El ex presidente del gobierno español, José María Aznar, en México mismo justificó el ataque diciendo que ya el hecho de que se hubieran celebrado elecciones en aquel país tranquiliza su conciencia, por haberse destacado en el apoyo inicial al presidente Bush y al primer ministro británico, Tony Blair. De todas maneras, nuevamente se trata -aun cuando sea con argumentos tan débiles- de encontrar legitimidad a una acción que, en todo caso, al presidente Bush le tiene sin cuidado, puesto que en su segunda elección el pueblo estadunidense le dio su apoyo en lo que bien puede considerarse un gran referéndum en el que resultó indiscutiblemente victorioso.

Dice Norberto Bobbio que "se puede definir la legitimidad como atributo del Estado, que consiste en la existencia en una parte relevante de la población de un grado de consenso tal que asegure la obediencia sin que sea necesario, salvo en casos marginales, recurrir a la fuerza. Por tanto, todo poder trata de ganarse el consenso para que se le reconozca como legítimo y transformarlo a la obediencia en adhesión".

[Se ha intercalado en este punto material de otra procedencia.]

PR #2027, opened 2022-08-04
[SG-416] Authenticator toggle remake 

andrebispo5:
## Type of change
- [ ] Bug fix
- [X] New feature development
- [ ] Other

## Objective

After demo the authenticator feature, it was decided that the way we were showing the TOTP codes needed a rework. If the user is premium, It now has a vault entry that navigates to a new page only for TOTP codes.

## Code changes

* **src/App/Pages/Vault/GroupingsPage/GroupingsPageViewModel.cs:306:**
When the user only has one Cipher with TOTP and removes the configuration in the edit page, when he comes back from edit, it will be redirected to the main vault page.

## Screenshots

image
image

## Before you submit

### DIFF
--- a/src/Android/Properties/AndroidManifest.xml
+++ b/src/Android/Properties/AndroidManifest.xml
@@ -11,7 +11,6 @@
 	<uses-permission android:name="android.permission.SYSTEM_ALERT_WINDOW" />
     <uses-permission android:name="android.permission.VIBRATE" />
 	<uses-permission android:name="com.samsung.android.providers.context.permission.WRITE_USE_APP_FEATURE_SURVEY" />
-	<uses-permission android:name="android.permission.VIBRATE" />
 	<uses-feature android:name="android.hardware.camera" android:required="false" />
 	<uses-feature android:name="android.hardware.camera.autofocus" android:required="false" />
 	<application android:label="Bitwarden" android:theme="@style/LaunchTheme" android:allowBackup="false" tools:replace="android:allowBackup" android:icon="@mipmap/ic_launcher" android:roundIcon="@mipmap/ic_launcher_round" android:networkSecurityConfig="@xml/network_security_config">
--- a/src/Android/Properties/AndroidManifest.xml
+++ b/src/Android/Properties/AndroidManifest.xml
@@ -1,4 +1,4 @@
-<?xml version="1.0" encoding="utf-8"?>
+﻿<?xml version="1.0" encoding="utf-8"?>
 <manifest xmlns:android="http://schemas.android.com/apk/res/android" xmlns:tools="http://schemas.android.com/tools" android:versionCode="1" android:versionName="2022.6.3" android:installLocation="internalOnly" package="com.x8bit.bitwarden">
 	<uses-sdk android:minSdkVersion="21" android:targetSdkVersion="30" />
 	<uses-permission android:name="android.permission.INTERNET" />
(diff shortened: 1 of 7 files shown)


src/App/Pages/Vault/GroupingsPage/GroupingsPage.xaml.cs
```diff
@@ -222,6 +223,10 @@ private async void RowSelected(object sender, SelectionChangedEventArgs e)
             {
                 await _vm.SelectTrashAsync();
             }
+            else if (item.IsTotpCode)
+            {
+                await _vm.SelectTotpCodesAsync();
+            }
```
fedemkr, line 229: Given this is called from `async void RowSelected`, if an exception is raised it will crash the app. IMO, this should be refactored to have a command that takes the `item` and in the VM calls the right method.
For now, at least a try...catch should be added to the whole `RowSelected` to avoid potential crashes and to log the exception

fedemkr (changes requested):

src/Android/Properties/AndroidManifest.xml
```diff
@@ -9,8 +9,8 @@
 	<uses-permission android:name="android.permission.USE_BIOMETRIC" />
 	<uses-permission android:name="android.permission.ACCESS_NETWORK_STATE" />
 	<uses-permission android:name="android.permission.SYSTEM_ALERT_WINDOW" />
+    <uses-permission android:name="android.permission.VIBRATE" />
 	<uses-permission android:name="com.samsung.android.providers.context.permission.WRITE_USE_APP_FEATURE_SURVEY" />
-  	<uses-permission android:name="android.permission.VIBRATE" />
```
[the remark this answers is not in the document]
andrebispo5: Both vscode and vsm were showing the manifest formatted correctly, fixed 👍

src/App/Pages/Vault/GroupingsPage/GroupingsPage.xaml.cs
```diff
@@ -202,46 +202,53 @@ protected override async void OnDisappearing()
...
+                {
+                    await _vm.SelectTypeAsync(item.Type.Value);
+                }
             }
-            else if (item.Type != null)
+            catch (Exception ex)
             {
-                await _vm.SelectTypeAsync(item.Type.Value);
+                LoggerHelper.LogEvenIfCantBeResolved(ex);
             }
```
fedemkr, line 252: we should also let the user know that something went wrong, if not they might think that the action takes a lot to complete or something like that

src/App/Pages/Vault/GroupingsPage/GroupingsPageViewModel.cs
```diff
@@ -394,6 +382,23 @@ public async Task LoadAsync()
             }
         }
 
+        private void AddTotpGroupItem(bool canAccessPremium, List<GroupingsPageListGroup> groupedItems, bool uppercaseGroupNames)
+        {
+            if (canAccessPremium && (TOTPCiphers?.Any() ?? false))
```
fedemkr, line 387: I think that `(TOTPCiphers?.Any() ?? false)` can be written as `TOTPCiphers?.Any() == true` to be less confusing to read and you can remove the parenthesis

fedemkr (changes requested):

src/App/Pages/Vault/GroupingsPage/GroupingsPage.xaml.cs
andrebispo5: true, i'll add a generic error dialog.

fedemkr (approved):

El pasado 22 de febrero, el presidente Bush y la Unión Europea (UE) sellaron su reconciliación en la primera visita que un presidente de Estados Unidos realiza a la UE como organización supraestatal, con 25 líderes europeos que abrieron una nueva era de reconciliación y de amistad teniendo como centro de discusión a Irak y el conflicto palentino-israelí. De esta manera, el presidente Bush culmina su cruzada de legitimación de la invasión de Irak, ya con la adhesión del pueblo estadunidense en la bolsa de sus pantalones; es decir, a posteriori, pero de todas maneras no pudo soslayar la importancia que tiene en la actualidad la legitimación de los actos de gobierno para mantener la lealtad y la adhesión, en su caso, en todo el mundo.